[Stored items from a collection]
——————————
PR #922, opened 2026-08-15
fix(council): host-native chair satisfies quorum (met from vendor approvals, not chair receipt)

klass-723:
## Problem (highest-value ask from the latest council report)

`summary.json` reports `quorum.met: false` while `distinct_approving_providers: 2` and both non-chair vendor bodies are real APPROVEs. Isolated by diffing a `met:true` run against a `met:false` one: the difference is `chair_received: false`. When the chair **is** the host runtime (Claude Code running the council), it cannot self-dispatch, so it never produces a substantive chair response file — yet it is present and synthesizes the council in-context. `met` was gated on the chair response, so every such run had to be overridden manually per "per-seat read is authoritative."

## Fix

Chair presence = **a dispatched chair response OR a host-native chair**:

- `council_chair_is_host_native()` resolves the chair seat's provider and checks its status in `COUNCIL_PROVIDER_STATUS_JSON` (`host-native`).
- The `met` computation uses `chair_present` instead of `chair_received` directly. `met` now reflects vendor approvals + a present, synthesis-capable chair.
- `summary.json` gains `quorum.chair_host_native` so `met` is recomputable from the artifact: `met = received_non_chair >= required AND (required < 2 OR distinct_approving_providers >= required) AND (chair_received OR chair_host_native)`.

No loosening of the real shortage gate: a chair that is merely **unavailable** (not host-native) still fails quorum, and the distinct-approving-vendor guard (#1992/#1993/#670) is untouched.

## Tests

- `council_chair_is_host_native_detects_status` — helper returns true for a `host-native` chair provider, false for `available`.
- `council_quorum_met_with_host_native_chair` — advice-phase run: host-native chair + two approving vendors → `met=true` with `chair_received=false` and `chair_host_native=true`; **negative control**: same approvals but an available-but-absent chair → `met=false`.

`tests/unit/test-council-command.sh`: **75 passed, 0 failed, 1 skipped** (pre-existing macOS-CI pty flake). No file-mode changes.

## Relation to the report's other asks

- **#2 synthesis watchdog / no summary.json** → #919 (always emit a valid `summary.json`).
- **#4/#6 codex 137 at the cap** → #921 (classify `timed-out`, name the knob) + #920 (`OCTOPUS_COUNCIL_SYNTHESIS_TIMEOUT`).
- **#3 auto-retry spawning run dirs** → not an internal `orchestrate.sh` retry; #919 gives the caller a machine-detectable failure to stop on.
[...]

PR #921, opened 2026-08-14
fix(council): classify seats killed by their own timeout as timed-out

klass-723:
## Context

Follow-up to #919 / #920. Same report: on macOS a council codex seat routed through the chatgpt.com MCP transport dies with **exit 137** at the ~5-min per-seat cap. The reporter read that as a SIGKILL/OOM ("codex seat SIGKILLed on MCP timeout"). It isn't the OS — it's **our own watchdog**: `run_with_timeout` kills an over-cap seat with the coreutils convention (124) or, on the macOS bash fallback, SIGTERM→SIGKILL (143/137). That code reaches the advice phase via the detached `.done` sentinel, but a timed-out seat with no usable response was lumped into a generic `no-response`, so nothing distinguished "hit the cap" from "provider returned nothing."

## Change

- `council_rc_is_timeout()` — recognizes the watchdog kill codes (124/137/143).
- In the advice phase, a seat with no usable response whose dispatch rc is a timeout is recorded as **`timed-out`** in `summary.json` (instead of `no-response`).
- `council_note_seat_timeout()` accumulates an actionable end-of-run warning naming the exact knob to raise: `Council warning: seat codex (code-reviewer) exceeded its 300s cap (rc=137) — raise OCTOPUS_COUNCIL_TIMEOUT_CODEX to give it more time`.

Quorum is untouched: `timed-out` is not `responded`, so it still can't count as an approver, and the existing salvage path still keeps a timed-out-**but-complete** review as a real response.

## Tests

- `council_rc_is_timeout_recognizes_cap_kill_codes` — 124/137/143 match; 0/1/2/126/127 don't.
- `council_advice_marks_timed_out_seat` — a stubbed 137 dispatch with no output yields seat status `timed-out` plus the `OCTOPUS_COUNCIL_TIMEOUT_CODEX` / `300s` hint.

`tests/unit/test-council-command.sh`: **75 passed, 0 failed, 1 skipped** (pre-existing macOS-CI pty flake). No file-mode changes.

## Report follow-up status

This is the last of the report's asks that needs code. For the record:
- **#1 synthesis hang / no summary** → #919 (merged path: always emit `summary.json`).
- **#5 synthesis timeout config** → #920 (`OCTOPUS_COUNCIL_SYNTHESIS_TIMEOUT`).
[...]

PR #923, opened 2026-08-15
fix(agy): fail open when OCTOPUS_AGY_MODEL cannot be validated (don't crash on an unreachable catalog)

klass-723:
## Problem (from the latest council report, ask #5)

Under a restricted sandbox the runner crashed on spawn with **`Cannot validate OCTOPUS_AGY_MODEL`**. `validate_agy_model_name` conflates two very different situations:

- **Cannot validate** — the agy CLI is missing, or `agy models` returns an empty catalog (offline, or a sandbox blocked the call). We don't *know* whether the pin is valid.
- **Invalid** — the catalog is reachable and the model is definitively absent from it.

Both returned `1`, so an unreachable catalog aborted `OCTOPUS_AGY_MODEL` resolution (`model-resolver.sh:189-191` → `return 1`) and crashed the council even when the pin was perfectly valid.

## Fix

- **Fail open** on "cannot validate": warn and trust the pin. A genuinely bad model is still caught by agy itself at dispatch, with a clear error — far better than a preflight abort.
- **Keep fail-closed** for a model absent from a *reachable* catalog (unchanged, still prints the available list).
- `OCTOPUS_AGY_MODEL_STRICT=1` restores the old strict behavior for anyone who wants a hard preflight failure.

## Tests

- `agy pin fails open when the catalog is unreachable (sandboxed/offline)` — empty-catalog stub → validation returns 0.
- `OCTOPUS_AGY_MODEL_STRICT=1 restores fail-closed on an unreachable catalog` → returns 1.
- Existing `agy model pin still rejects unknown labels` (reachable catalog, absent model) stays fail-closed.
- Updated `agy model validation bounds a stalled catalog lookup`: still asserts the timeout **bound** (lookup killed at 1s, never reaches the mock's 3s sleep), now with fail-open rc — its old `rc≠0` encoded the pre-fix semantics.

`test-council-model-selection-fixes.sh`: **12 passed / 0 failed**. `test-agy-provider.sh`: **50 passed / 0 failed**. No file-mode changes.

## Report follow-ups

This is ask #5 (`OCTOPUS_AGY_MODEL` validation). Quorum (#1) → #922; synthesis/summary (#2) → #919; synthesis timeout (#5) → #920; codex 137 (#4/#6) → #921. Remaining new: background-dispatch pollable status (#3) — separate PR. The `mkstemp … Operation not permitted` is largely the agy child's own temp-file creation under sandbox (mitigated by the leading-token runner-invocation guidance from #790); our own `mktemp -t` already honors `$TMPDIR`.

## Summary by CodeRabbit

* **Bug Fixes**
  * AGY model validation now succeeds when the model catalog is unavailable or empty.
  * Models absent from a reachable catalog continue to be rejected.
  * Strict validation mode remains available to enforce fail-closed behavior.
  * Catalog lookups now remain time-bounded, including during timeouts.

* **Tests**
  * Added coverage for unavailable catalogs, timeout handling, and strict validation behavior.

### DIFF
--- a/CHANGELOG.md
+++ b/CHANGELOG.md
@@ -2,6 +2,18 @@
 
 ## [Unreleased]
 
+### Fixed
+
+- `OCTOPUS_AGY_MODEL` validation no longer aborts a run when the agy catalog is
+  unreachable. A restricted sandbox or an offline host makes `agy models` return
+  an empty catalog; the validator treated that "cannot validate" case like a
+  definitively invalid pin and failed model resolution, crashing the council on
+  spawn even when the pin was valid. Validation now fails **open** when the
+  catalog is unreachable (agy still rejects a genuinely bad model at dispatch,
+  with a clear error) and only fails **closed** for a model that is absent from a
+  *reachable* catalog. Set `OCTOPUS_AGY_MODEL_STRICT=1` to require validation and
+  restore the previous fail-closed behavior.
+
 ## [9.64.0] - 2026-08-13
 
 ### Changed
--- a/scripts/lib/model-resolver.sh
+++ b/scripts/lib/model-resolver.sh
@@ -124,9 +124,22 @@ validate_agy_model_name() {
             ;;
     esac
 
+    # "Cannot validate" (catalog unreachable) is NOT the same as "invalid" (a
+    # model definitively absent from a reachable catalog). Treating them alike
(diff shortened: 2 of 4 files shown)


nyldn:
Landing this onto main via #926 (rebased onto #919; CHANGELOG conflict resolved). This PR can close once #926 merges.

nyldn:
Landed on main via #926.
——————————
> _What you need to do_
If a line in the data above holds the word "This", count it; give only the total.

> _Reply_
3